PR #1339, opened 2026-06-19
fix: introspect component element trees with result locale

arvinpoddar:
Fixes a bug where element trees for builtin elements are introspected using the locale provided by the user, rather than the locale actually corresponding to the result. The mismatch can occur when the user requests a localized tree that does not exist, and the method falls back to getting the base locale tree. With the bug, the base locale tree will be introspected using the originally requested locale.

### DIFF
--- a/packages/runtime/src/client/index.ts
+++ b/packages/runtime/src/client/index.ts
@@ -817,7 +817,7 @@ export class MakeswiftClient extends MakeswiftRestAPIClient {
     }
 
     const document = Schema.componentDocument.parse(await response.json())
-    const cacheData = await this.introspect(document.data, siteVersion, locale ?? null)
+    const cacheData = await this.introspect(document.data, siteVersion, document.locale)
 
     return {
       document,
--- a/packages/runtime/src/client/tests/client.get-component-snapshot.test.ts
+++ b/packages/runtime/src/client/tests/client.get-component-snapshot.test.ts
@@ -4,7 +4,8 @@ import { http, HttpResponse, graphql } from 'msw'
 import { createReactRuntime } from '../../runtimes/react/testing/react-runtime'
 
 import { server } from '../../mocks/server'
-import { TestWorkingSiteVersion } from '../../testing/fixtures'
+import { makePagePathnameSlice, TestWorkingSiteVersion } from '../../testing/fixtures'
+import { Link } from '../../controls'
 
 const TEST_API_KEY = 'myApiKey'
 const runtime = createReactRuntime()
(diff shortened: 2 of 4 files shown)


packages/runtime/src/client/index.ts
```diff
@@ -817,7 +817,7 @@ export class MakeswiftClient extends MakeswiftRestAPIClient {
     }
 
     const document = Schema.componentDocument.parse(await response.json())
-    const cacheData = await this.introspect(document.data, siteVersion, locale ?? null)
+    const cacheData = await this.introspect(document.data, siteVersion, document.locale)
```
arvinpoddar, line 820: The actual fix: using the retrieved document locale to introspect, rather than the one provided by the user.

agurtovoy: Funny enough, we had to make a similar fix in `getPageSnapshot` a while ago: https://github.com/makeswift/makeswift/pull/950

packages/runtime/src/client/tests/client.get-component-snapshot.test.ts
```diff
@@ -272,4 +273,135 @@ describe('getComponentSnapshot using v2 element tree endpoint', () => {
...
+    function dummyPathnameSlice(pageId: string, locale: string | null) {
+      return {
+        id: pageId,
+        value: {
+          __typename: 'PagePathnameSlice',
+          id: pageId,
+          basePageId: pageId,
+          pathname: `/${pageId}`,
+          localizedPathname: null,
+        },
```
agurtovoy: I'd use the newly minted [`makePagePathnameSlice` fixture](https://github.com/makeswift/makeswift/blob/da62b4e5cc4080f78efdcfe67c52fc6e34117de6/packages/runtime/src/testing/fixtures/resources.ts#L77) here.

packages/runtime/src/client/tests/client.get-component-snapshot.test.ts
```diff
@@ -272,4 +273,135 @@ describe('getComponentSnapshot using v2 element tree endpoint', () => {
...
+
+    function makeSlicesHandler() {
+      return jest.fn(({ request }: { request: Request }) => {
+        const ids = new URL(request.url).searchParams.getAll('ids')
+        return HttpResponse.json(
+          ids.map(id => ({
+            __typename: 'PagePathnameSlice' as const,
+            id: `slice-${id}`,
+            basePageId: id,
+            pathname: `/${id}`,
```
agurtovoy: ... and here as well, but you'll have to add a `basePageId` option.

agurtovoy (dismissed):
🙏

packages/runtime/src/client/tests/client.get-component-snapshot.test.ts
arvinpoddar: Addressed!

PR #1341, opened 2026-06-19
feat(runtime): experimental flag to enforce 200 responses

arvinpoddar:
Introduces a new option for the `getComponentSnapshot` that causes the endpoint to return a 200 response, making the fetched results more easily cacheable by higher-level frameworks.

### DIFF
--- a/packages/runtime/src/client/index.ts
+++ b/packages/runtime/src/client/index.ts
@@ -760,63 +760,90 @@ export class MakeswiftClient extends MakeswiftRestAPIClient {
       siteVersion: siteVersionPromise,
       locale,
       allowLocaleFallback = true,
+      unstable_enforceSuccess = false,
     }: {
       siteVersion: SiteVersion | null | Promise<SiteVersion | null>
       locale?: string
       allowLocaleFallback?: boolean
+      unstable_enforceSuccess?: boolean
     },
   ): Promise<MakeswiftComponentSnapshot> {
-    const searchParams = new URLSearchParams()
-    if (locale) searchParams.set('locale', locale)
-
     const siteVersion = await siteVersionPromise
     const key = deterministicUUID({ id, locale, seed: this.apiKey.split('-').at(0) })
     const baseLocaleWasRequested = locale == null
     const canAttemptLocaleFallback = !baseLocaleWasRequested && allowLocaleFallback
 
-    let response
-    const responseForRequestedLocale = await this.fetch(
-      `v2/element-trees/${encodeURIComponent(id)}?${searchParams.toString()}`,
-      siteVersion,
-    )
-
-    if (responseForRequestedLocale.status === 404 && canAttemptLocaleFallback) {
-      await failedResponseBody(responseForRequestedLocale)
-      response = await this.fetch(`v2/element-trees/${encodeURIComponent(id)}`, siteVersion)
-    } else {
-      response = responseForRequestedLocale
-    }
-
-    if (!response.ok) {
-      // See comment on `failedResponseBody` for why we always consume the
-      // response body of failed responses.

PROBLEM:
All of the material above should be transcribed exactly, with no line omitted.

TASK ANSWER:
PR #1339, opened 2026-06-19
fix: introspect component element trees with result locale

arvinpoddar:
Fixes a bug where element trees for builtin elements are introspected using the locale provided by the user, rather than the locale actually corresponding to the result. The mismatch can occur when the user requests a localized tree that does not exist, and the method falls back to getting the base locale tree. With the bug, the base locale tree will be introspected using the originally requested locale.

### DIFF
--- a/packages/runtime/src/client/index.ts
+++ b/packages/runtime/src/client/index.ts
@@ -817,7 +817,7 @@ export class MakeswiftClient extends MakeswiftRestAPIClient {
     }
 
     const document = Schema.componentDocument.parse(await response.json())
-    const cacheData = await this.introspect(document.data, siteVersion, locale ?? null)
+    const cacheData = await this.introspect(document.data, siteVersion, document.locale)
 
     return {
       document,
--- a/packages/runtime/src/client/tests/client.get-component-snapshot.test.ts
+++ b/packages/runtime/src/client/tests/client.get-component-snapshot.test.ts
@@ -4,7 +4,8 @@ import { http, HttpResponse, graphql } from 'msw'
 import { createReactRuntime } from '../../runtimes/react/testing/react-runtime'
 
 import { server } from '../../mocks/server'
-import { TestWorkingSiteVersion } from '../../testing/fixtures'
+import { makePagePathnameSlice, TestWorkingSiteVersion } from '../../testing/fixtures'
+import { Link } from '../../controls'
 
 const TEST_API_KEY = 'myApiKey'
 const runtime = createReactRuntime()
(diff shortened: 2 of 4 files shown)


packages/runtime/src/client/index.ts
```diff
@@ -817,7 +817,7 @@ export class MakeswiftClient extends MakeswiftRestAPIClient {
     }
 
     const document = Schema.componentDocument.parse(await response.json())
-    const cacheData = await this.introspect(document.data, siteVersion, locale ?? null)
+    const cacheData = await this.introspect(document.data, siteVersion, document.locale)
```
arvinpoddar, line 820: The actual fix: using the retrieved document locale to introspect, rather than the one provided by the user.

agurtovoy: Funny enough, we had to make a similar fix in `getPageSnapshot` a while ago: https://github.com/makeswift/makeswift/pull/950

packages/runtime/src/client/tests/client.get-component-snapshot.test.ts
```diff
@@ -272,4 +273,135 @@ describe('getComponentSnapshot using v2 element tree endpoint', () => {
...
+    function dummyPathnameSlice(pageId: string, locale: string | null) {
+      return {
+        id: pageId,
+        value: {
+          __typename: 'PagePathnameSlice',
+          id: pageId,
+          basePageId: pageId,
+          pathname: `/${pageId}`,
+          localizedPathname: null,
+        },
```
agurtovoy: I'd use the newly minted [`makePagePathnameSlice` fixture](https://github.com/makeswift/makeswift/blob/da62b4e5cc4080f78efdcfe67c52fc6e34117de6/packages/runtime/src/testing/fixtures/resources.ts#L77) here.

packages/runtime/src/client/tests/client.get-component-snapshot.test.ts
```diff
@@ -272,4 +273,135 @@ describe('getComponentSnapshot using v2 element tree endpoint', () => {
...
+
+    function makeSlicesHandler() {
+      return jest.fn(({ request }: { request: Request }) => {
+        const ids = new URL(request.url).searchParams.getAll('ids')
+        return HttpResponse.json(
+          ids.map(id => ({
+            __typename: 'PagePathnameSlice' as const,
+            id: `slice-${id}`,
+            basePageId: id,
+            pathname: `/${id}`,
```
agurtovoy: ... and here as well, but you'll have to add a `basePageId` option.

agurtovoy (dismissed):
🙏

packages/runtime/src/client/tests/client.get-component-snapshot.test.ts
arvinpoddar: Addressed!

PR #1341, opened 2026-06-19
feat(runtime): experimental flag to enforce 200 responses

arvinpoddar:
Introduces a new option for the `getComponentSnapshot` that causes the endpoint to return a 200 response, making the fetched results more easily cacheable by higher-level frameworks.

### DIFF
--- a/packages/runtime/src/client/index.ts
+++ b/packages/runtime/src/client/index.ts
@@ -760,63 +760,90 @@ export class MakeswiftClient extends MakeswiftRestAPIClient {
       siteVersion: siteVersionPromise,
       locale,
       allowLocaleFallback = true,
+      unstable_enforceSuccess = false,
     }: {
       siteVersion: SiteVersion | null | Promise<SiteVersion | null>
       locale?: string
       allowLocaleFallback?: boolean
+      unstable_enforceSuccess?: boolean
     },
   ): Promise<MakeswiftComponentSnapshot> {
-    const searchParams = new URLSearchParams()
-    if (locale) searchParams.set('locale', locale)
-
     const siteVersion = await siteVersionPromise
     const key = deterministicUUID({ id, locale, seed: this.apiKey.split('-').at(0) })
     const baseLocaleWasRequested = locale == null
     const canAttemptLocaleFallback = !baseLocaleWasRequested && allowLocaleFallback
 
-    let response
-    const responseForRequestedLocale = await this.fetch(
-      `v2/element-trees/${encodeURIComponent(id)}?${searchParams.toString()}`,
-      siteVersion,
-    )
-
-    if (responseForRequestedLocale.status === 404 && canAttemptLocaleFallback) {
-      await failedResponseBody(responseForRequestedLocale)
-      response = await this.fetch(`v2/element-trees/${encodeURIComponent(id)}`, siteVersion)
-    } else {
-      response = responseForRequestedLocale
-    }
-
-    if (!response.ok) {
-      // See comment on `failedResponseBody` for why we always consume the
-      // response body of failed responses.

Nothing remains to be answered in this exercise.